Below are the records; tally the lines in them that include the word "opened" and reply with the number alone.

■ ■ ■ ■ ■ ■ ■

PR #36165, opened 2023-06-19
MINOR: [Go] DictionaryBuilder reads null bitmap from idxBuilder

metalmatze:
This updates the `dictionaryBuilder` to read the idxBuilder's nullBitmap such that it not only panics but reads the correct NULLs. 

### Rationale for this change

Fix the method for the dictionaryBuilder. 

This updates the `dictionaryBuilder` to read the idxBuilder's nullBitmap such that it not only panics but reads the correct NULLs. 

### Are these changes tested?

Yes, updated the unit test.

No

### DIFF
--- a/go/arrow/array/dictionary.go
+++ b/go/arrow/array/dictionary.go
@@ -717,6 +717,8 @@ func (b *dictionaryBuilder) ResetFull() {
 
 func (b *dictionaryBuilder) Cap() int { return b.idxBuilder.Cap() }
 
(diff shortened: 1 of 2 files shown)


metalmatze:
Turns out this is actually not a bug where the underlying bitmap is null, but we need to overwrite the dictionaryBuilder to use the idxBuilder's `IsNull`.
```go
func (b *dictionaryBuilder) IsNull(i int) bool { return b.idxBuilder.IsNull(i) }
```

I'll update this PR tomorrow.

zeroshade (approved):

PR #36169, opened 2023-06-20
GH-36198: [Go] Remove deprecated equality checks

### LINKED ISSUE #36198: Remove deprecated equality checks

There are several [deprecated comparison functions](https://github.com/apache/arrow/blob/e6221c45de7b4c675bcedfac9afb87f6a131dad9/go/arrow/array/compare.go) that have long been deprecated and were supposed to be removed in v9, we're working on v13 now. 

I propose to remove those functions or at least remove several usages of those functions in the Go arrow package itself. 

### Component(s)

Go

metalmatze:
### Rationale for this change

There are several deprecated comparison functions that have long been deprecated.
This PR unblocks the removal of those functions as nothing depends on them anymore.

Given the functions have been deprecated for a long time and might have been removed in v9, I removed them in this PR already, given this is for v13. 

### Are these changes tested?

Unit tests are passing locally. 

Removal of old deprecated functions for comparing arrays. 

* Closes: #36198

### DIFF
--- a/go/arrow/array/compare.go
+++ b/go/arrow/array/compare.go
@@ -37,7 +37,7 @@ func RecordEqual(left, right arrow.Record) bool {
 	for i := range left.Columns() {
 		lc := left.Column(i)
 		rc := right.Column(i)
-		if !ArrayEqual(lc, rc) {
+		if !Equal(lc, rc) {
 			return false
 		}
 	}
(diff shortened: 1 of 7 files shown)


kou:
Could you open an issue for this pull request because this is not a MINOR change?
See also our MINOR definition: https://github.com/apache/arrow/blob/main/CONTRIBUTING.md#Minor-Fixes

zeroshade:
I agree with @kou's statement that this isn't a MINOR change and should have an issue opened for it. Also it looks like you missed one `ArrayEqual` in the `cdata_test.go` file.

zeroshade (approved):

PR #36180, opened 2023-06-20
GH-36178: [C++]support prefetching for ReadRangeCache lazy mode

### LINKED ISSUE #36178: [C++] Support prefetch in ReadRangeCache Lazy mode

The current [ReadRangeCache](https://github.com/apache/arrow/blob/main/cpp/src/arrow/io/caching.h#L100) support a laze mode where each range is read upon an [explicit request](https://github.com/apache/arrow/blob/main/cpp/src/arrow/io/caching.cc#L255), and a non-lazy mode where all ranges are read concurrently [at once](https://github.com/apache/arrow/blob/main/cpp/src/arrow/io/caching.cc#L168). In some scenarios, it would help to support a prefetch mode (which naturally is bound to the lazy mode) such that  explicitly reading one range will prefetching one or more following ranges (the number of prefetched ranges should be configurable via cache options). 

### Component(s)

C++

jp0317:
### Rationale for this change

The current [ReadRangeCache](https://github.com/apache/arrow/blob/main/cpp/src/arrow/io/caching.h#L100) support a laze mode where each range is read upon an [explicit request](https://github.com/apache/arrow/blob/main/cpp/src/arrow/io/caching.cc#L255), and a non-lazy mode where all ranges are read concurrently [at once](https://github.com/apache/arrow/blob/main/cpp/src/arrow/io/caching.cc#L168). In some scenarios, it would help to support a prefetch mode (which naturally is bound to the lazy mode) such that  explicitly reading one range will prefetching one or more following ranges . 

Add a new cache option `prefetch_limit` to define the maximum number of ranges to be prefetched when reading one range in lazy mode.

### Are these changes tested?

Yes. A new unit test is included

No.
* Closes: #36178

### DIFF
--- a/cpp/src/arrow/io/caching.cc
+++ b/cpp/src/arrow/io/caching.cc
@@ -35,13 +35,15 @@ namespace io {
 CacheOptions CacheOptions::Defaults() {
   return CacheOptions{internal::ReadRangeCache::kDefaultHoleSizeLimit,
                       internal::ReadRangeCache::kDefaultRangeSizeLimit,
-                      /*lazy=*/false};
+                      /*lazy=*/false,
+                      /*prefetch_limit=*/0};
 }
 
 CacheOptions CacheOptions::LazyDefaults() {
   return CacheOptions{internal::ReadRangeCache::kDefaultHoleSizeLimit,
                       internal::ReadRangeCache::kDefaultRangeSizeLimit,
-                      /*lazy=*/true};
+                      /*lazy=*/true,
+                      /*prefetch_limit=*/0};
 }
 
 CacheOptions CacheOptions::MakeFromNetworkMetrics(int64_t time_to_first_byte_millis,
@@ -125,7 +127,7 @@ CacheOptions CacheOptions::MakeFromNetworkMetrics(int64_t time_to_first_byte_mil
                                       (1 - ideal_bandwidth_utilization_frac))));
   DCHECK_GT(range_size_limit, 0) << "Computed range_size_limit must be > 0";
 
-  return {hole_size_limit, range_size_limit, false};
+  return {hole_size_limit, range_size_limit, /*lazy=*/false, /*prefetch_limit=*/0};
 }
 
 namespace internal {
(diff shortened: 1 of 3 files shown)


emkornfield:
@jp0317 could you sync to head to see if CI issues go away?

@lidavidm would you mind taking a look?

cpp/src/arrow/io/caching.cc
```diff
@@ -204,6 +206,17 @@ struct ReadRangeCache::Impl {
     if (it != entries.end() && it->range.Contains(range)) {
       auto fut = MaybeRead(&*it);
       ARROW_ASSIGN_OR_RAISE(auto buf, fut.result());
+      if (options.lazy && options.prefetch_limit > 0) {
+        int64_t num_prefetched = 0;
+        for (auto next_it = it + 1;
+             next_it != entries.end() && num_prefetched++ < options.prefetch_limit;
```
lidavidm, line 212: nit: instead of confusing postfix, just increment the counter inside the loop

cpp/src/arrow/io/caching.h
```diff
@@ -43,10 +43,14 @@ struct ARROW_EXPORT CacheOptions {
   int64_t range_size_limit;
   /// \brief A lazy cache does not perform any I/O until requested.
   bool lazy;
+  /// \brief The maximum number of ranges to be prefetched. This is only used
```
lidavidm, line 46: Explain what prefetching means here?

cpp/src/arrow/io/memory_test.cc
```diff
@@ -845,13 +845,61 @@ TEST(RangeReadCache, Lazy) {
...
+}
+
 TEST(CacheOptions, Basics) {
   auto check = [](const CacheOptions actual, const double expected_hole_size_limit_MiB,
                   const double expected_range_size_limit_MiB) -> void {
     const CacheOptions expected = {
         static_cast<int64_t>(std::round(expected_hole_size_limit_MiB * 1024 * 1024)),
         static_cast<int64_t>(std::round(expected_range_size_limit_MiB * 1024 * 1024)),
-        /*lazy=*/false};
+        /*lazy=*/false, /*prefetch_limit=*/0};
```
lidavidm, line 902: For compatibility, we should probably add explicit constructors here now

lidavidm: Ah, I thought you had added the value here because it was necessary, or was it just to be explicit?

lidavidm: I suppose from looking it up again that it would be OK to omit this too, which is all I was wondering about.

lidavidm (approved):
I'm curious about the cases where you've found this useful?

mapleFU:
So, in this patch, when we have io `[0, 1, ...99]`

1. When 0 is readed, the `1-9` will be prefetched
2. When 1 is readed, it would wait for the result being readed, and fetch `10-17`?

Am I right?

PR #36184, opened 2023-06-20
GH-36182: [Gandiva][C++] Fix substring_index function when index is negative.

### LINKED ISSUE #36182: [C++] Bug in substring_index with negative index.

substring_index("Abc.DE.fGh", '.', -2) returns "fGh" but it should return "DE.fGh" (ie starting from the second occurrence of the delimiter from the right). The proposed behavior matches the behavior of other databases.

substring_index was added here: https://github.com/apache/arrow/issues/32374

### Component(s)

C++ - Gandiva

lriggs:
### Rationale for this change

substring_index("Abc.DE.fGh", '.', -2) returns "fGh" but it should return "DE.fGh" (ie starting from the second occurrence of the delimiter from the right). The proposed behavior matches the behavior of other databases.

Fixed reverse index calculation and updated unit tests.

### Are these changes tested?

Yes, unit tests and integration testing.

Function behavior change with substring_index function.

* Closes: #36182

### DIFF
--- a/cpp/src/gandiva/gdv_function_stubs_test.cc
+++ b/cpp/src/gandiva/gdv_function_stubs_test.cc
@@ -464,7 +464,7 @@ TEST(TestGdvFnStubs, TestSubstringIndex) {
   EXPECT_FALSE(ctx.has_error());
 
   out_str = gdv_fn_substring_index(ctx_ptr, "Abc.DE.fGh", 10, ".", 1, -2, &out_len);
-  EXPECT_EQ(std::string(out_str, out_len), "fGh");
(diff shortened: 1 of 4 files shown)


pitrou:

■ ■ ■ ■ ■ ■ ■

**Answer to the exercise:** 5